09 Large Models on Kaggle¶
Source: notebooks/09-large-models-kaggle-llamatelemetry-e3.ipynb
Notebook focus¶
This page is a cell-by-cell walkthrough of the notebook, explaining the intent of each step and showing the exact code executed.
Cell-by-cell walkthrough¶
Cell 1 (Markdown)¶
09 Large Models on Kaggle¶
Use server presets and suitability checks to run large GGUF models on Kaggle's dual-T4 environment.
What you will learn:
- Check model suitability before loading
- Use ServerPreset for optimized server configuration
- Load large models with preset-derived kwargs
Requirements: Kaggle T4 x2 with a large GGUF model dataset.
Cell 2 (Markdown)¶
1) Install¶
Cell 3 (Code)¶
Summary: Installs required dependencies and runtime tools.
Cell 4 (Markdown)¶
2) Check GPU resources¶
Cell 5 (Code)¶
Summary: Imports core libraries: llamatelemetry.

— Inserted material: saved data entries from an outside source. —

PR #6538, opened 2021-04-17
Adding WHALECOIN Token

GitHerDoneSon:
Our token cannot meet the 2500 wallet threshold because it have a max supply of 100 tokens.

Would you kindly consider do an exception since we cannot, even if we wanted to, reach the 2500 wallet holder limit since there are only 100 tokens?

Thank you.


catenocrypt:
Correction needed: Logo file should be names exactly `logo.png`.  Please rename.

GitHerDoneSon:
Hi,  

I tied going onto github and editing the file but when I click on the edit button nothing happens.

Do I need to reupload the file again? Or could I just send you the file with the correct name?

Thanks for your help.

catenocrypt:
If it is easier, just create new PR.

GitHerDoneSon:
Okay I will create a new PR then. 

I do have a question though. Our token has only a max supply of 100 coins. So naturally we cannot meet the 2500 wallet holder threshold. 

Since our token cannot mathematically meet the 2500 wallet criteria, can an exception be made for our token?

Thanks again for your help!

catenocrypt:
If only 100 people can own this token, we are not interested in adding to to Trust Wallet, it's a very small market...
If you mean that the token supply is 100 units, that is a different question, I suppose they are divisible, so more people can own a portion.

PR #12238, opened 2021-07-26
Add MARCO (BEP20)

marcotravel:
  (48 vs. 48 hrs)


marcotravel:
What are the payment steps? should I enter TNX hash here after payment or not?

aminbh72:
> What are the payment steps? should I enter TNX hash here after payment or not?
payment status will be changed to "paid" automatically after your payment . there is no needed to be send your TX hash . because the  wallet that you should pay 2000 TWT has a different memo .

PR #12272, opened 2021-07-26
Added ShareFinder Equity Token Info

lloydlopes:
Added the info for the ShareFinder Equity token www.sharefinderpro.com/sharefinder-token
We request that this token be exempt from the requirements for 5000 users and 10,000 transactions. Due to its use case, it is unlikely to ever reach these numbers while still being useful to the folks that use it.

We are a legitimate project and have been in business for 30 years and have the support of a good legal team. Lots of further verification info is available on request at support@rcis.co.za should you need it for verification. If theres anything you need to approve these changes we will process them.


lloydlopes:
Closing due to other problems

PR #12278, opened 2021-07-26
Added ShareFinder Equity Token Info

lloydlopes:
Added the info for the ShareFinder Equity token www.sharefinderpro.com/sharefinder-token
We request that this token be exempt from the requirements for 5000 users and 10,000 transactions. Due to its use case, it is unlikely to ever reach these numbers while still being useful to the folks that use it.

We are a legitimate project and have been in business for 30 years and have the support of a good legal team. Lots of further verification info is available on request at support@rcis.co.za should you need it for verification. If theres anything you need to approve these changes we will process them.


lloydlopes:
Please place this on hold. The requirements of 5000 users and nearly $600 in TWT for adding the token information has gotten a bit silly.  It gives an unfair advantage to tokens that have come before it when the requirements were less onerous. 

Perhaps you could consider changing the requirements so that they are more realistic? In my tokens case, there may never be more than 5000 users total due to its case case and so the token will never reach this requirement.

Cryptocool1:
As per our policy, brand new tokens are not included, there is a minimum requirement of 5000 holder addresses and 10000 transactions, in order to filter out scam tokens.
See the criteria at (mentioned in the first message by the bot): https://community.trustwallet.com/t/how-to-submit-a-token-logo/3863).
Closing PR for now. Please come back to us when all criteria are met.

PR #12570, opened 2021-08-07
Add MicroSHIBA (BEP20)

HeroDappDev:
Adding info for BEP20 token 'MicroSHIBA'.

PR created by <a href="https://assets.trustwallet.com">TW Assets Management</a>

PR #12584, opened 2021-08-07
add MicroSHIBA info and logo

null-void-zero:


microshibadev:
Sorry there were some technical difficulties on #12570. @NickSags please confirm that you would like the payment from #12570 to be applied to this new pull request.

NickSags:
I @NickSags please confirm that you would like the payment from #12570 to be applied to this new pull request. Thank you so much!

PR #12729, opened 2021-08-12
Update New Floki Inu Token For ETH Contract

ghost:
Every time I create a pull request it seems to add files for token details which are already submitted.

I ONLY need to add token details for the following contract:

0x43f11c02439e2736800433b4594994Bd43Cd066D

I have no clue how to remove the other files from the pull request and we don't need those uploaded.

### DIFF
--- a/blockchains/ethereum/assets/0x2de72aDa48BDF7Bac276256D3F016fE058490C34/info.json
+++ b/blockchains/ethereum/assets/0x2de72aDa48BDF7Bac276256D3F016fE058490C34/info.json
@@ -1,3 +1,4 @@
+{
     "name": "Floki Inu",
     "website": "https://theflokiinu.com",
     "description": "Floki Inu is a meme token that provides deflationary rewards to holders.",


sohailamir:
We did a hard fork upgrade on our ETH contract last week.

Old contract: 0x2de72ada48bdf7bac276256d3f016fe058490c34

New contract: 0x43f11c02439e2736800433b4594994bd43cd066d

https://realflokiinu.medium.com/floki-eth-contract-upgrade-to-happen-within-24-hours-b74aa8193199

Dextools have also added a message directing users to the new contract as well as CoinGecko and CoinMarketCap.

sohailamir:
What do you suggest we do with the token details for the old contract? Ideally we'd like to remove the details.

Cryptocool1:
firstly, you need to make the status "abandoned" for your old token
then you can add your new token

sohailamir:
> firstly, you need to make the status "abandoned" for your old token
> then you can add your new token

Okay that's great. How do I do that? It's not mentioned in any instructions anywhere?

Cryptocool1:
"0x2de72aDa48BDF7Bac276256D3F016fE058490C34" this contract is old? (if yes, will put status "abandoned") 
then will add 0x43f11c02439e2736800433b4594994Bd43Cd066D this contract details.

sohailamir:
Yes. I can confirm the one ending in C34 is the old contract.

And the new one is the one that ends in 66D, correct.

sohailamir:
This is done?

Cryptocool1:
you should fix the problems.
❌ Contract is not in checksum format, should be 0x2B3F34e9D4b127797CE6244Ea341a83733ddd6E4 (not 0x2b3f34e9d4b127797ce6244ea341a83733ddd6e4). Please rename it. You may need to rename to a temp name first, then to the checksum format, because lowercase-uppercase-only renames are often ignored by the Git client or the filesystem.
❌ Id field does not match contract, should be 0x2b3f34e9d4b127797ce6244ea341a83733ddd6e4, not 0x2B3F34e9D4b127797CE6244Ea341a83733ddd6E4. Please rename.
❌ The links field cannot be empty

sohailamir:
I saw this was closed and then re-opened? Is everything submitted okay now?

PR #12784, opened 2021-08-15
Add Cardence info and logo (BEP20)

Cardence:
Adding Cardence(CRDN) info and logo.


Cardence:
It was smart chain not binance

PR #12953, opened 2021-08-21
Add CP info and logo (BEP20)

copuppy:
Add CP info and logo


copuppy:
Add cp info and logo (BEP20)

PR #13102, opened 2021-08-26
Replace the current logo with new one.

Pouriya-Orica:
please replace the current logo with this new one! @Cryptocool1 @cryptomanz
logo update


Pouriya-Orica:
Hello dear,
we changed our contract recently, can I address again here with all infos?

PR #13390, opened 2021-09-06
update SHOPX logo

gusiri:
- Replace the old logo with the new logo
- Add links information in info.json.

PR #13428, opened 2021-09-07
update SHOPX logo

gusiri:
We re-submit this new PR because the previous PR has conflicts.
The payment has been done on the previous PR (https://github.com/trustwallet/assets/pull/13390).
Thank you :)


gusiri:
@Cryptocool1 

Thank you for the merge!
I check out uniswap but the old logo is still there. 
Does it take some time to be actually deployed?

vikmeup:
> @Cryptocool1
> 
> Thank you for the merge!
> I check out uniswap but the old logo is still there (I cleared the cache and also removed/added tokens many times)
> Does it take some time to be actually deployed?

This is totally up to the Uniswap, as they update from the upstream once in a while

PR #13510, opened 2021-09-10
Revise Logo BUMN Token

bumoonio:
Hi we wanted to revise our logo, we shifting its edge to make it clear and smooth


bumoonio:
we had paid and pass the review as mentioned here https://github.com/trustwallet/assets/pull/13308

PR #13618, opened 2021-09-15
Add maskdoge logo and info

maskdoge:
Request for submiting MaskDoge Coin logo and info.
MaskDoge is a deflationary, liquidity auto-growing and community-driven DeFi token. It is featured with anti-rugpull and anti-whale mechanisms. It also has a charity wallet which will be used to support charities around the globe.


maskdoge:
resubmit with links

PR #13775, opened 2021-09-20
remove logo for old BPET

Cryptocool1:


laochao321:
Do I need to pay again for removing old bpet logo?

laochao321:
Do I need to pay again for removing old BPET logo?

PR #568, opened 2016-08-16
CFY-5824 Add-postgresql-to-integration-tests-environment

dusking:


tests/dev-requirements.txt
```diff
@@ -15,3 +15,5 @@ pyzmq==15.1.0
 python-dateutil
 wagon
 elasticsearch==1.6.0
+flask_sqlalchemy
```
dusking: add version

tests/postgresql_configuration.sh
```diff
@@ -0,0 +1,7 @@
+#!/bin/bash
```
dusking: move the db creation to the setup per test,
for example:  tests/testenv/__init__.py
include: create + cleanup

tests/testenv/__init__.py
```diff
@@ -319,6 +321,11 @@ def start_elasticsearch(self):
         self.elasticsearch_process = ElasticSearchProcess()
         self.elasticsearch_process.start()
 
+    def start_postgresql(self):
```
dusking: since systemd not exists in all system, don't use it. just tell the developer to make sure that he have running ps.....
no need for postgresql process object

PR #569, opened 2016-08-18
CFY-5824 Add-postgresql-to-integration-tests-environment

dusking:


tests/dev-requirements.txt
```diff
@@ -15,3 +15,8 @@ pyzmq==15.1.0
 python-dateutil
 wagon
 elasticsearch==1.6.0
+psycopg2==2.6.2
```
idanmo: Are you using all of these packages?
I couldn't find a place where webargs is used...

tests/testenv/processes/postgresql.py
```diff
@@ -0,0 +1,54 @@
...
+    def configure(self, db_name, username, password):
+        if not self.is_running():
+            logger.warning('postgresql service is not running')
+            return
+        logger.info('Configuring postgresql db..')
+        ps_config_source = 'tests/postgresql_configuration.sh'
+        ps_config_destination = '/tmp/postgresql_configuration.sh'
+        utils.copy(source=ps_config_source,
+                   destination=ps_config_destination)
+        utils.sudo('chmod +x {0}'.format(ps_config_destination))
```
idanmo: Do you really have to use sudo?
It means that test will have to run with sudo permissions, which is not good...

idanmo:
Please check my comments.

PR #574, opened 2016-09-01
CFY-5904 add pg to build env

dusking:


packaging/restservice/build.spec
```diff
@@ -36,6 +36,8 @@ sudo /tmp/env/bin/pip install wheel==0.24.0 && \
 %build
 %install
 
+os.environ['REST_SERVICE_BUILD'] = "True"
```
nir0s: Um.. python?

dusking: Hmmm.. rpm build doesn't support python?? well it should... :-)

rest-service/setup.py
```diff
@@ -13,10 +13,35 @@
...
+    'PyYAML==3.10',
+    'elasticsearch==1.6.0',
+    'celery==3.1.17',
+    'flask-securest==0.8',
+    'psutil==3.3.0',
+    'jsonpickle==0.9.2',
+    'wagon==0.3.2'
+]
+
+
```
nir0s: Please add a comment on why this is here

PR #601, opened 2016-09-28
CFY-5982 Set the password generated during bootstrap in environment

mcouthon:


tests/integration_tests/resources/dev_resource_urls.yaml
```diff
@@ -1,5 +1,5 @@
 cli_source_url: ''
-rest_service_source_url: ''
+rest_service_source_url: https://github.com/cloudify-cosmo/cloudify-manager/archive/CFY-5982-autogenerate-password.tar.gz
```
dankilman: should probably change

tests/integration_tests/tests/agentless_tests/test_deployment_nodes.py
```diff
@@ -153,6 +155,7 @@ def test_update_node_instance_runtime_properties(self):
         # Verifying the node no longer has any runtime properties
         self.assertEquals(0, len(node_instance.runtime_properties))
 
+    @skip('Deprecated since using sqlalchemy locking mechanism')
```
dankilman: why not simply remove?

dusking (approved):

tests/integration_tests/resources/dev_resource_urls.yaml
benson-budiman-cb: No code change. Nil UserFacingError on the success path is intentional: callers short-circuit only when it is non-nil (same contract as the protocol-quote maturity mapping). Forcing a non-nil empty Error would break that sentinel.

PR #609, opened 2016-10-14
CFY-6009 Add HA cluster endpoint

tehasdf:


tests/integration_tests/framework/docl.py
```diff
@@ -198,6 +198,7 @@ def run_manager(label=None, tag=None):
     _wait_for_services()
     logger.info(
         'Container start took {0} seconds'.format(time.time() - start))
+    return container_details
```
tehasdf: In `cloudify_premium`'s HA tests, we use this test framework's interface to docl to run an additional manager container (because testing a cluster necessarily involves running several machines). Returning the details here allows us to actually pass the container's IP around where needed.

PR #641, opened 2016-12-06
CFY-6162 set max results returned from api

dusking:


rest-service/manager_rest/storage/storage_manager.py
```diff
@@ -293,16 +293,48 @@ def _paginate(query, pagination):
...
         else:
+            total = query.order_by(None).count()
+            SQLStorageManager._validate_returned_size(total)
             results = query.all()
             return results, len(results), 0, 0
 
+    @staticmethod
+    def _validate_pagination(pagination_size):
+        if pagination_size < 0:
+            raise manager_exceptions.IllegalActionError(
```
idanmo: I think the BadParametersError error is more appropriate here.

rest-service/manager_rest/storage/storage_manager.py
```diff
@@ -293,16 +293,48 @@ def _paginate(query, pagination):
...
+                'Invalid pagination size: {0}.'.format(
+                    pagination_size
+                )
+            )
+
+        if pagination_size > config.instance.max_results:
+            raise manager_exceptions.IllegalActionError(
```
idanmo: I think the BadParametersError error is more appropriate here.

rest-service/manager_rest/storage/storage_manager.py
```diff
@@ -293,16 +293,48 @@ def _paginate(query, pagination):
...
+                'Invalid pagination size: {0}. Max allowed: {1}'.format(
+                    pagination_size,
+                    config.instance.max_results
+                )
+            )
+
+    @staticmethod
+    def _validate_returned_size(size):
+        if size > config.instance.max_results:
```
idanmo: Why would you get more results than you requested?

rest-service/manager_rest/utils.py
```diff
@@ -222,7 +222,7 @@ def setup_flask_app(db, user_datastore, manager_ip='localhost', driver=''):
 def get_postgres_db_uri(manager_ip, driver):
     """Get a valid SQLA DB URI
     """
-    dialect = 'postgres+{0}'.format(driver) if driver else 'postgres'
+    dialect = 'postgresql+{0}'.format(driver) if driver else 'postgres'
```
idanmo: ?

dusking: this is a fix for our tests env, it should be postgresql, not postgres

rest-service/manager_rest/storage/storage_manager.py
dusking: _validate_returned_size is being used when you're not using pagination

idanmo: So why not setting pagination to 100 by default?

PR #645, opened 2016-12-08
CFY-6162 inforce max result

dusking:


rest-service/manager_rest/es_storage_manager.py
```diff
@@ -50,6 +51,15 @@
     'refresh': True
 }
 
+logging.basicConfig(filename='/var/log/cloudify/es_manager.log',
+                    level=logging.DEBUG,
+                    format='%(asctime)s - %(name)s - %(message)s')
+logger = logging.getLogger(__name__)
+logging.getLogger('manager-rest').setLevel(logging.ERROR)
```
idanmo: What is the current level of these loggers?
Will users be able to change the level from ERROR without changing code?

rest-service/manager_rest/manager_elasticsearch.py
```diff
@@ -104,12 +103,15 @@ def _build_wildcard_condition(k, v):
...
+            pagination_size = pagination.get('size',
+                                             config.instance().max_results)
+            ManagerElasticsearch._validate_pagination(pagination_size)
             if not skip_size:
-                body['size'] = pagination.get('size', DEFAULT_SEARCH_SIZE)
+                body['size'] = pagination_size
             if 'offset' in pagination:
                 body['from'] = pagination['offset']
         elif not skip_size:
-            body['size'] = DEFAULT_SEARCH_SIZE
```
idanmo: Validation should probably occur here if the user provided it..

rest-service/setup.py
```diff
@@ -38,7 +38,6 @@
         'requests==2.7.0',
         'gunicorn==18.0',
         'PyYAML==3.10',
-        'elasticsearch==1.6.0',
```
idanmo: You should probably leave this line..
In order to be more explicit and safe perhaps the modified client version should be changed to something like 1.6.0.1 (because elasticsearch is still required by this project).

The github dependency of the modified es client should probably also be added to dev-requirements.txt (for unit tests and development).

rest-service/manager_rest/manager_elasticsearch.py
dusking: if user provided size we'll be in "if pagination" scope. we'll get here if user didn't provided it..

PR #652, opened 2016-12-19
CFY-6219-add-min-memory-validation

dusking:


rest-service/manager_rest/manager_exceptions.py
```diff
@@ -24,6 +24,15 @@ def __init__(self, http_code, error_code, *args, **kwargs):
         self.error_code = error_code
 
 
+class InsufficientMemoryError(ManagerException):
+    INSUFFICIENT_MEMORY_ERROR_CODE = 'insufficient_memory_error'
+
+    def __init__(self, *args, **kwargs):
+        super(InsufficientMemoryError, self).__init__(
+            400, InsufficientMemoryError.INSUFFICIENT_MEMORY_ERROR_CODE,
```
idanmo: I think error code 503 would be more suitable here and 4xx are usually for client side errors.

PR #654, opened 2016-12-20
CFY-6145 Prevent deletion/modification of bootstrap admin

mcouthon:
And make its ID to always be 0


rest-service/manager_rest/storage/management_models.py
```diff
@@ -147,5 +150,9 @@ def is_admin(self):
     def is_suspended(self):
         return self.role == SUSPENDED_ROLE
 
+    @property
+    def is_bootstrap_admin(self):
+        return self.role == BOOTSTRAP_ADMIN_ID
```
dusking: id..

PR #665, opened 2017-01-01
CFY-6263 - Added all tenants flag to list all resources in tenant

adamlavie:


rest-service/manager_rest/storage/storage_manager.py
```diff
@@ -121,7 +121,8 @@ def _filter_query(self, query, model_class, filters):
         of such values)
         :return: An SQLAlchemy AppenderQuery object
         """
-        query = self._add_tenant_filter(query, model_class)
+        if not all_tenants:
```
mcouthon: If not admin filter by all the user's tenants

rest-service/manager_rest/test/base_test.py
```diff
@@ -138,6 +140,15 @@ def create_client(self, headers=None):
 
         return client
 
+    @contextmanager
+    def client_using_tenant(self, client, tenant_name):
```
mcouthon: Maybe use `self.client` by default? :)

rest-service/manager_rest/test/security/test_base.py
```diff
@@ -40,6 +41,8 @@ def use_secured_client(self, headers=None, **kwargs):
 
     def get_secured_client(self, headers=None, **kwargs):
         headers = headers or create_auth_header(**kwargs)
+        if not headers.get(CLOUDIFY_TENANT_HEADER):
```
mcouthon: You can use setdefault :D

PR #668, opened 2017-01-04
CFY-6184 Add proper password + token handling

mcouthon:


rest-service/manager_rest/security/authentication.py
```diff
@@ -71,25 +106,13 @@ def _basic_http_authenticate(user, hashed_pass):
         :param user: A valid user object, or None
         :param hashed_pass: md5 hashed password, or None
         """
-        if not user or md5(user.password) != hashed_pass:
+        if not user or user.password != hashed_pass:
```
dusking: is it hashed_pass or encrypted_pass?

rest-service/manager_rest/security/user_handler.py
```diff
@@ -31,47 +31,28 @@ def user_loader(request):
...
-        user, hashed_pass = _get_user_from_token(token)
+    return request.headers.get(token_auth_header)
+
 
-    return user, hashed_pass
+def get_token_status(token):
+    return flask_get_token_status(
+            token=token,
+            serializer='remember_token',
+            max_age='LOGIN',
```
dusking: need to verify max_age.. do we have user login.. wouldn't it be simpler to validate the token ourselves?

rest-service/manager_rest/server.py
```diff
@@ -72,6 +72,11 @@ def _set_flask_security(self):
         # Make sure that it's possible to get users from the datastore
         # by username and not just by email (the default behavior)
         self.config['SECURITY_USER_IDENTITY_ATTRIBUTES'] = 'username, email'
+        self.config['SECURITY_PASSWORD_HASH'] = 'pbkdf2_sha256'
+        self.config['SECURITY_PASSWORD_SALT'] = 'abckjshd0-dsi;dlksP0980!*'
```
dusking: we have it also in the utils. should we have one var for it?

PR #669, opened 2017-01-04
CFY 6290. Split resources into modules

jcollado:
In this PR, the `manager_rest.rest.resources` module is split into a package with multiple modules that should be easier to maintain. The code itself hasn't been updated and the same imports as before this PR still work.


jcollado:
[Issue](https://cloudifysource.atlassian.net/browse/CFY-6290) created and package renamed to use the `v1` suffix.

jcollado:
Closing this PR to rename the branch and create a new one that takes advantage of the integration with JIRA

PR #1786, opened 2019-05-09
Get details on snapshot DB restore failure

geokala:


tehasdf:
patch as cloudify-cosmo/patchify#86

from llamatelemetry import detect_cuda
cuda_info = detect_cuda()
print(f"GPUs: {len(cuda_info.get('gpus', []))}")
for gpu in cuda_info.get('gpus', []):
print(f" {gpu}")
Cell 6 (Markdown)¶
3) Run suitability check¶
Before loading a large model, verify it fits in dual-T4 VRAM.
Cell 7 (Code)¶
Summary: Imports core libraries: json, llamatelemetry. Works with GGUF models, quantization, or metadata.
import json
from llamatelemetry.api.gguf import report_model_suitability
model_path = "/kaggle/input/your-large-model/model.gguf"
suitability = report_model_suitability(model_path, ctx_size=8192, dual_t4=True)
print(json.dumps(suitability, indent=2, default=str))
Cell 8 (Markdown)¶
4) Available presets¶
| Preset | Target |
|---|---|
KAGGLE_DUAL_T4 |
Kaggle dual T4 (32 GB total) |
KAGGLE_SINGLE_T4 |
Kaggle single T4 (16 GB) |
COLAB_T4 |
Colab T4 |
COLAB_A100 |
Colab A100 |
LOCAL_3090 |
Local RTX 3090 |
LOCAL_4090 |
Local RTX 4090 |
CPU_ONLY |
CPU-only fallback |
Cell 9 (Code)¶
Summary: Imports core libraries: llamatelemetry.
from llamatelemetry.kaggle import ServerPreset, get_preset_config
preset = get_preset_config(ServerPreset.KAGGLE_DUAL_T4)
print(f"Preset: {ServerPreset.KAGGLE_DUAL_T4.value}")
print(f"Server kwargs: {preset.to_server_kwargs()}")
print(f"Load kwargs: {preset.to_load_kwargs()}")
Cell 10 (Markdown)¶
5) Load the model with preset config¶
Cell 11 (Code)¶
Summary: Imports core libraries: llamatelemetry. Creates or uses the high-level InferenceEngine to run GGUF inference. Loads a GGUF model (from registry, HF, or local path) and applies runtime settings. Runs inference and captures the generated output.
import llamatelemetry as lt
engine = lt.InferenceEngine(enable_telemetry=False)
engine.load_model(
model_path,
auto_start=True,
**preset.to_load_kwargs(),
)
result = engine.generate("Summarize the model setup", max_tokens=64)
print(f"Tokens/sec: {result.tokens_per_sec:.1f}")
print(result.text)
Cell 12 (Markdown)¶
6) Cleanup¶
Cell 13 (Code)¶
Summary: Cleans up or shuts down running resources.